What needs to be done: A single figure is required: the number of lines below in which the word "merge" occurs.

Dataset entries:
══════════

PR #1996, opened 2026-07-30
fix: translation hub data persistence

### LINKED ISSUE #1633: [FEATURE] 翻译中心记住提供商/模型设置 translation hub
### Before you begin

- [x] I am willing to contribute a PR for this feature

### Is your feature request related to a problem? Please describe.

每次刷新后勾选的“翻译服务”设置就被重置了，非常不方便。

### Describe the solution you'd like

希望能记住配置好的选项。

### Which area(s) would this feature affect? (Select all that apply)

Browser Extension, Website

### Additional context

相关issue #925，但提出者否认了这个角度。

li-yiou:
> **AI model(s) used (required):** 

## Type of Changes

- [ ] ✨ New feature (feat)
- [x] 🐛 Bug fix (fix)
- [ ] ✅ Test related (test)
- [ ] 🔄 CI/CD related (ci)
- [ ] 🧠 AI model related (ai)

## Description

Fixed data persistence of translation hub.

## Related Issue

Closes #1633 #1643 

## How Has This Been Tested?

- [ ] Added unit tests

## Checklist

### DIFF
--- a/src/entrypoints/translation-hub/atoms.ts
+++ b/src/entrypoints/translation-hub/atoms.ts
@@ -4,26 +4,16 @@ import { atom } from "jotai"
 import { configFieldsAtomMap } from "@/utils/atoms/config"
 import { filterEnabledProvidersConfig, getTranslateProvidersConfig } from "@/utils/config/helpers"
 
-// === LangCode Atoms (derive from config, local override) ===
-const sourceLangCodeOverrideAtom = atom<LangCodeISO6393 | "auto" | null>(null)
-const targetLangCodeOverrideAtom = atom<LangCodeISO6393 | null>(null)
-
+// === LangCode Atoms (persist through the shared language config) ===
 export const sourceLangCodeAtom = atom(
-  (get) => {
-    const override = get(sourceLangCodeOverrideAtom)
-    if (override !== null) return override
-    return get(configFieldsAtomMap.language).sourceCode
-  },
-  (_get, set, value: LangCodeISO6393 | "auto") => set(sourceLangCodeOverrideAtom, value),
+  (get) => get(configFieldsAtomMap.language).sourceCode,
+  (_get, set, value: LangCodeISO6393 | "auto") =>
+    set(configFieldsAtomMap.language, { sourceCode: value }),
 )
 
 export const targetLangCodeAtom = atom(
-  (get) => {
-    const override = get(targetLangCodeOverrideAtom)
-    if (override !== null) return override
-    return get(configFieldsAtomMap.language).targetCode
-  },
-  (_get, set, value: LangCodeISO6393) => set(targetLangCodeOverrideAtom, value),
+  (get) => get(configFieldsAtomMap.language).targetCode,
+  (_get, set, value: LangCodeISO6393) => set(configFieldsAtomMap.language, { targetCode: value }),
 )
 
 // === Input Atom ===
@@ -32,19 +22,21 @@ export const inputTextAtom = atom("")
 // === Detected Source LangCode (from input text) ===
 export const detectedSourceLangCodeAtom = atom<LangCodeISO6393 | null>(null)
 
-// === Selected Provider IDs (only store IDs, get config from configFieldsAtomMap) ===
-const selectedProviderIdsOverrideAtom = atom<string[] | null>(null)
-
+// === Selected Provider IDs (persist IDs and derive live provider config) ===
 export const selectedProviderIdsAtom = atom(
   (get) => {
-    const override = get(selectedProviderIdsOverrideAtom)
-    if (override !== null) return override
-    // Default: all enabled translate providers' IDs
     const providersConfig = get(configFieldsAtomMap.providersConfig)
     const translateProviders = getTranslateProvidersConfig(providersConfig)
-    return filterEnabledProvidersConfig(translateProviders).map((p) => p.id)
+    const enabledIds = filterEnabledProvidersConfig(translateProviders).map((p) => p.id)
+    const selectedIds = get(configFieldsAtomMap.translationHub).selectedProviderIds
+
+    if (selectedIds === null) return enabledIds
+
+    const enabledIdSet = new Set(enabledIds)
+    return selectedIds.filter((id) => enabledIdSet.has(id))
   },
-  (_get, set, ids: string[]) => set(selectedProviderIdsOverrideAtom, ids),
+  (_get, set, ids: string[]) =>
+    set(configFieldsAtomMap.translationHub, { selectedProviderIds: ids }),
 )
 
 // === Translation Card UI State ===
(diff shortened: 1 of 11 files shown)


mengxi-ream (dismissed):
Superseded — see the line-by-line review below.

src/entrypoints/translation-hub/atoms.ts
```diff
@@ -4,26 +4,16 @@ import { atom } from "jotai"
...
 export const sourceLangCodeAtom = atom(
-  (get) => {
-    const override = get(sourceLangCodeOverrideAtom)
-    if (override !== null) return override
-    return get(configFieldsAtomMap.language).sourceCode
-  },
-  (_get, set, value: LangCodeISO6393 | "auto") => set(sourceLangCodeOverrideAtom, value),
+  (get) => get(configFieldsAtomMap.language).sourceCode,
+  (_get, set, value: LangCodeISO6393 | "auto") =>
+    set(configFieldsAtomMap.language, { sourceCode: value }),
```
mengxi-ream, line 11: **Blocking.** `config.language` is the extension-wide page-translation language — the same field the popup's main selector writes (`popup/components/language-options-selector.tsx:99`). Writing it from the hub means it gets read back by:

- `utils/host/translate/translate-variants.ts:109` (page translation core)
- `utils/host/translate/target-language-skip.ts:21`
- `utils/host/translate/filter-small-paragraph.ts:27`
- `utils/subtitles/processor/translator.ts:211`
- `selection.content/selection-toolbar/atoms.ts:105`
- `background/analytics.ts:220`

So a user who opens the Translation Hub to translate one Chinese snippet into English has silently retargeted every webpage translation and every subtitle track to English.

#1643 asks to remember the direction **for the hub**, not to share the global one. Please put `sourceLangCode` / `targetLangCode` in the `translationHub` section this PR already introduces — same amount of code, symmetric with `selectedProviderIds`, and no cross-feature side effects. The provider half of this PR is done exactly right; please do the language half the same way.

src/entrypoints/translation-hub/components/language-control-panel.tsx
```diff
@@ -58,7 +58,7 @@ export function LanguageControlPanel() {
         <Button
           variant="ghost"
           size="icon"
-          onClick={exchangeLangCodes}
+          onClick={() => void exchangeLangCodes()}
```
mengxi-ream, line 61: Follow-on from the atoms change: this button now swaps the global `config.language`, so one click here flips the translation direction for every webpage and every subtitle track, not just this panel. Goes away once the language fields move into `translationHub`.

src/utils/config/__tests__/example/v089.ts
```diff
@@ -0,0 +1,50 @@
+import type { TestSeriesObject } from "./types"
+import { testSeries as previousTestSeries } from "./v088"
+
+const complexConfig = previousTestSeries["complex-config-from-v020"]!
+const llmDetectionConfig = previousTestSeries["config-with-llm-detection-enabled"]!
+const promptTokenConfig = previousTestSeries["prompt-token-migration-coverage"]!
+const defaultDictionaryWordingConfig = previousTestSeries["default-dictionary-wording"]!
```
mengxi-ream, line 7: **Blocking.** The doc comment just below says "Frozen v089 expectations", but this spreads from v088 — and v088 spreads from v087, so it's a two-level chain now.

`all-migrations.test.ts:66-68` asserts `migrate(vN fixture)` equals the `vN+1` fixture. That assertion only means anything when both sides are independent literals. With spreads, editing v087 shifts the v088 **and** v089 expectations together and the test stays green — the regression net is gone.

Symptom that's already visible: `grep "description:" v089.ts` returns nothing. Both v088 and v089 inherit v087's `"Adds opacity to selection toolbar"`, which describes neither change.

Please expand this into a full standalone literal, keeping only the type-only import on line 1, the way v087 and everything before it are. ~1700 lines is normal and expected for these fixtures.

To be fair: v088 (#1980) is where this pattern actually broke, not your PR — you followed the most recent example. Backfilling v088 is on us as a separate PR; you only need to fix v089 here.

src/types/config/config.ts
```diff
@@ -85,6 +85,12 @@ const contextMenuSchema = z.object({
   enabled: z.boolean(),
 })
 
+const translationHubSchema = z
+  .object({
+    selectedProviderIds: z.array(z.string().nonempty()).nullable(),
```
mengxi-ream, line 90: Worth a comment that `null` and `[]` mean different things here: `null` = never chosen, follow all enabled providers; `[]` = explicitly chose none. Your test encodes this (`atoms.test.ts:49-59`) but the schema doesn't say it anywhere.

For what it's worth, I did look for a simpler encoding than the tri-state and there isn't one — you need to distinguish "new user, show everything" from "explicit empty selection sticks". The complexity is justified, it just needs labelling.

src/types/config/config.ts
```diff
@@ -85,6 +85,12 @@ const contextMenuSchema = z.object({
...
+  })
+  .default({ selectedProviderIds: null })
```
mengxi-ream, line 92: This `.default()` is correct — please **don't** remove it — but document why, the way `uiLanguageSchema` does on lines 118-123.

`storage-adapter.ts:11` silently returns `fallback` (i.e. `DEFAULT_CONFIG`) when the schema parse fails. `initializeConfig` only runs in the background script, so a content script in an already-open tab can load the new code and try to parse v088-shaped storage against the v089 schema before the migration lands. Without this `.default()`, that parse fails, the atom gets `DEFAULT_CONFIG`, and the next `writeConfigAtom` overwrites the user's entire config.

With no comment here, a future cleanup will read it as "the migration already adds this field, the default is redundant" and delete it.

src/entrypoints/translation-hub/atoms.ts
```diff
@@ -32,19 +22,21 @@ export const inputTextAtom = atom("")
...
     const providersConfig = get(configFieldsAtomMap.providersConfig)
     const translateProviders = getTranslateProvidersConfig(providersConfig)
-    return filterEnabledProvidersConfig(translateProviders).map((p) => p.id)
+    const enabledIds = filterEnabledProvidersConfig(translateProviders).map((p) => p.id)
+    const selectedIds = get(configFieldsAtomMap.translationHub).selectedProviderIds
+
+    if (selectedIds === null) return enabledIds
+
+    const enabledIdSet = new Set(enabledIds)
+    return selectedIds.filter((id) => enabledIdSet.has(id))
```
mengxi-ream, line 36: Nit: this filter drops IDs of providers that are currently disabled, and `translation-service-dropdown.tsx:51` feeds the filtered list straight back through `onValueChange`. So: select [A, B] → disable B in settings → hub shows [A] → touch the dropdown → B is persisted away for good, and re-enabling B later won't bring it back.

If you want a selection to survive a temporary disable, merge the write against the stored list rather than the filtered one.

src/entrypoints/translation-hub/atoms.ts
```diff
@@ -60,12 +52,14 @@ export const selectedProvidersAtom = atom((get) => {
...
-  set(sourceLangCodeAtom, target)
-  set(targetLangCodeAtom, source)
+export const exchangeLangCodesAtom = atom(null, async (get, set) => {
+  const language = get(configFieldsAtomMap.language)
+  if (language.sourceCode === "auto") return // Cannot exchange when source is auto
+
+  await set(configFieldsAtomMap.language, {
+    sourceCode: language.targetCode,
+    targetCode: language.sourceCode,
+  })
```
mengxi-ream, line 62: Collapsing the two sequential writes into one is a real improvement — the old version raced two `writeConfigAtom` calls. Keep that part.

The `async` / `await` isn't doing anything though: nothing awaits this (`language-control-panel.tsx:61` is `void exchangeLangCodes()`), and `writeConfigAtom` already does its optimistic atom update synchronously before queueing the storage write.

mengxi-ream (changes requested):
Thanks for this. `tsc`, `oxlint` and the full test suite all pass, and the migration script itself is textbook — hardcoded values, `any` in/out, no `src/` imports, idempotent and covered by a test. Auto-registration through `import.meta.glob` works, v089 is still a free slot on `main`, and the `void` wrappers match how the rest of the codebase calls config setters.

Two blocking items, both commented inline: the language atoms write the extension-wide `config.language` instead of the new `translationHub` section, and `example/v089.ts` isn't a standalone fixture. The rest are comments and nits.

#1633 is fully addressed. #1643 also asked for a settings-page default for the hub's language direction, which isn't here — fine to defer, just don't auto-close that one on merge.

══════════

Solution below: 2